Issue #31, opened 2024-03-19
Any plans to create a swift-llm package?


mzbac:
Thanks for creating this amazing example repository. I was just wondering if there are any plans to create a swift-llm package similar to mlx-lm so people don't have to manually copy all the code from the LLM folder into their project. This would remove some barriers for people to try out the swift-mlx. As someone new to Swift, copying and pasting LLM code from the examples and setting it up took quite a bit of time. It would be great if we could provide a package so developers don't have to go through that process.

awni:
> I was just wondering if there are any plans to create a swift-llm package similar to mlx-lm so people don't have to manually copy all the code from the LLM folder into their project. 

Hmm, you shouldn't need to copy and paste the example unless you are trying to get rid of the other stuff like the MNIST part. You can clone the repo and open it in xcode.

mzbac:
@awni I was using SwiftPM to create the new project. So I had to copy all the code from `Libraries/LLM`. I was thinking if it would be possible to provide a swiftPM package so that I can add it via SwiftPM like the swift-mlx: https://github.com/ml-explore/mlx-swift?tab=readme-ov-file#swiftpm

Do you mean we should use the mlx-swift-example as a template and start the new project from it? Sorry, I am quite new to Swift and Xcode, not very sure what's the best way to create a new project with swift-mlx.

awni:
I see.. I think @davidkoski has some ideas here as well.

But basically you have a few options:
- You can use it as a git submodule (no copying required)
- You can copy the files as you did
- You can fork and use it as a template and build on it

As for a Swift package, I'm not sure. It is a good idea in principle, but would probably require splitting the LLM stuff into a new repo (?).

davidkoski:
Here is how you might do it with Xcode:

<img width="1201" alt="image" src="https://github.com/ml-explore/mlx-swift-examples/assets/46639364/8ad9581d-341d-4fd5-8bdf-4cb75baaed25">

Notice I have dragged `mlx-swift-examples.xcodeproj` into the list of files in the project on the left.  In my target, `MyTestApp`, I can link against `LLM.framework` which is what I think you are looking for.  It will only build the pieces related to your target.

In this case I just made a project in `/tmp` and dragged it in, but you could easily use git submodules to make something that checks it all out.

Be aware that you can only have the `mlx-swift-examples` directory open once in Xcode.  If it shows up without the disclosure indicator on the left it probably means you already have it open.  Just close both windows and reopen your app.

[...]

PR #39, opened 2024-03-28
Add Package.swift

ronaldmannak:
This pull request addresses the issue of projects manually copying the LLM directory from the Libraries folder.

With this PR, developers can now include the LLM and/or MNIST libraries in their projects via Swift Package Manager. This update simplifies the process of keeping the LLM dependency current.

### DIFF
--- a/Package.swift
+++ b/Package.swift
@@ -3,7 +3,7 @@
 
 import PackageDescription
 let package = Package(
-    name: "MLX-Libraries",
+    name: "mlx-libraries",
     platforms: [.macOS(.v14), .iOS(.v16),],
     products: [
         .library(
@@ -45,6 +45,7 @@ let package = Package(
                 .product(name: "MLXRandom", package: "mlx-swift"),
                 .product(name: "Transformers", package: "swift-transformers"),
                 .product(name: "AsyncAlgorithms", package: "swift-async-algorithms"),
+                .product(name: "Gzip", package: "GzipSwift"),
             ],
             path: "Libraries/MNIST",
             exclude: [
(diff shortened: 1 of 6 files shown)


ronaldmannak:
As discussed in #31

ronaldmannak:
It looks like lint fails, but I don't see any useful error. Who can help me with this?

davidkoski:
> It looks like lint fails, but I don't see any useful error. Who can help me with this?

Sure, the ci builds says:

```
swift-format.............................................................Failed
```

It runs swift-format to make sure all the files have a consistent style -- this includes Package.swift!

Just run:

```
pre-commit run --all-files
```

ronaldmannak:
@davidkoski Thanks but I understood that part, I was hoping to get a useful error message from the CI logs. 

It turned out to be not much work to install swift-format and add a pre-commit. Committed fix.

ronaldmannak:
The targets are currently named MLXLLM and MLXMNIST, while the example libraries are simply called LLM and MNIST. If there's a preference for the simpler names, I'm open to rename the targets.

Package.swift
```diff
@@ -0,0 +1,57 @@
+// swift-tools-version: 5.9
+// The swift-tools-version declares the minimum version of Swift required to build this package.
+
+import PackageDescription
```
davidkoski, line 4: This is still failing the swift-format check.   In particular it wants:

```swift
 import PackageDescription
+
 let package = Package(
```

davidkoski:
I think this is a really great idea!

Please add info to the top level README.md indicating how to make use of it.

Package.swift
ronaldmannak: fixed in the latest commit. Thanks.

davidkoski (approved):
Looks great, thank you for the idea and the contribution!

□ □ □ □

WORK TO BE COMPLETED: Please give the full set of data again exactly.

RESPONSE TO THIS TASK:
Issue #31, opened 2024-03-19
Any plans to create a swift-llm package?


mzbac:
Thanks for creating this amazing example repository. I was just wondering if there are any plans to create a swift-llm package similar to mlx-lm so people don't have to manually copy all the code from the LLM folder into their project. This would remove some barriers for people to try out the swift-mlx. As someone new to Swift, copying and pasting LLM code from the examples and setting it up took quite a bit of time. It would be great if we could provide a package so developers don't have to go through that process.

awni:
> I was just wondering if there are any plans to create a swift-llm package similar to mlx-lm so people don't have to manually copy all the code from the LLM folder into their project. 

Hmm, you shouldn't need to copy and paste the example unless you are trying to get rid of the other stuff like the MNIST part. You can clone the repo and open it in xcode.

mzbac:
@awni I was using SwiftPM to create the new project. So I had to copy all the code from `Libraries/LLM`. I was thinking if it would be possible to provide a swiftPM package so that I can add it via SwiftPM like the swift-mlx: https://github.com/ml-explore/mlx-swift?tab=readme-ov-file#swiftpm

Do you mean we should use the mlx-swift-example as a template and start the new project from it? Sorry, I am quite new to Swift and Xcode, not very sure what's the best way to create a new project with swift-mlx.

awni:
I see.. I think @davidkoski has some ideas here as well.

But basically you have a few options:
- You can use it as a git submodule (no copying required)
- You can copy the files as you did
- You can fork and use it as a template and build on it

As for a Swift package, I'm not sure. It is a good idea in principle, but would probably require splitting the LLM stuff into a new repo (?).

davidkoski:
Here is how you might do it with Xcode:

<img width="1201" alt="image" src="https://github.com/ml-explore/mlx-swift-examples/assets/46639364/8ad9581d-341d-4fd5-8bdf-4cb75baaed25">

Notice I have dragged `mlx-swift-examples.xcodeproj` into the list of files in the project on the left.  In my target, `MyTestApp`, I can link against `LLM.framework` which is what I think you are looking for.  It will only build the pieces related to your target.

In this case I just made a project in `/tmp` and dragged it in, but you could easily use git submodules to make something that checks it all out.

Be aware that you can only have the `mlx-swift-examples` directory open once in Xcode.  If it shows up without the disclosure indicator on the left it probably means you already have it open.  Just close both windows and reopen your app.

[...]

PR #39, opened 2024-03-28
Add Package.swift

ronaldmannak:
This pull request addresses the issue of projects manually copying the LLM directory from the Libraries folder.

With this PR, developers can now include the LLM and/or MNIST libraries in their projects via Swift Package Manager. This update simplifies the process of keeping the LLM dependency current.

### DIFF
--- a/Package.swift
+++ b/Package.swift
@@ -3,7 +3,7 @@
 
 import PackageDescription
 let package = Package(
-    name: "MLX-Libraries",
+    name: "mlx-libraries",
     platforms: [.macOS(.v14), .iOS(.v16),],
     products: [
         .library(
@@ -45,6 +45,7 @@ let package = Package(
                 .product(name: "MLXRandom", package: "mlx-swift"),
                 .product(name: "Transformers", package: "swift-transformers"),
                 .product(name: "AsyncAlgorithms", package: "swift-async-algorithms"),
+                .product(name: "Gzip", package: "GzipSwift"),
             ],
             path: "Libraries/MNIST",
             exclude: [
(diff shortened: 1 of 6 files shown)


ronaldmannak:
As discussed in #31

ronaldmannak:
It looks like lint fails, but I don't see any useful error. Who can help me with this?

davidkoski:
> It looks like lint fails, but I don't see any useful error. Who can help me with this?

Sure, the ci builds says:

```
swift-format.............................................................Failed
```

It runs swift-format to make sure all the files have a consistent style -- this includes Package.swift!

Just run:

```
pre-commit run --all-files
```

ronaldmannak:
@davidkoski Thanks but I understood that part, I was hoping to get a useful error message from the CI logs. 

It turned out to be not much work to install swift-format and add a pre-commit. Committed fix.

ronaldmannak:
The targets are currently named MLXLLM and MLXMNIST, while the example libraries are simply called LLM and MNIST. If there's a preference for the simpler names, I'm open to rename the targets.

Package.swift
```diff
@@ -0,0 +1,57 @@
+// swift-tools-version: 5.9
+// The swift-tools-version declares the minimum version of Swift required to build this package.
+
+import PackageDescription
```
davidkoski, line 4: This is still failing the swift-format check.   In particular it wants:

```swift
 import PackageDescription
+
 let package = Package(
```

davidkoski:
I think this is a really great idea!

Please add info to the top level README.md indicating how to make use of it.

Package.swift
ronaldmannak: fixed in the latest commit. Thanks.

davidkoski (approved):
Looks great, thank you for the idea and the contribution!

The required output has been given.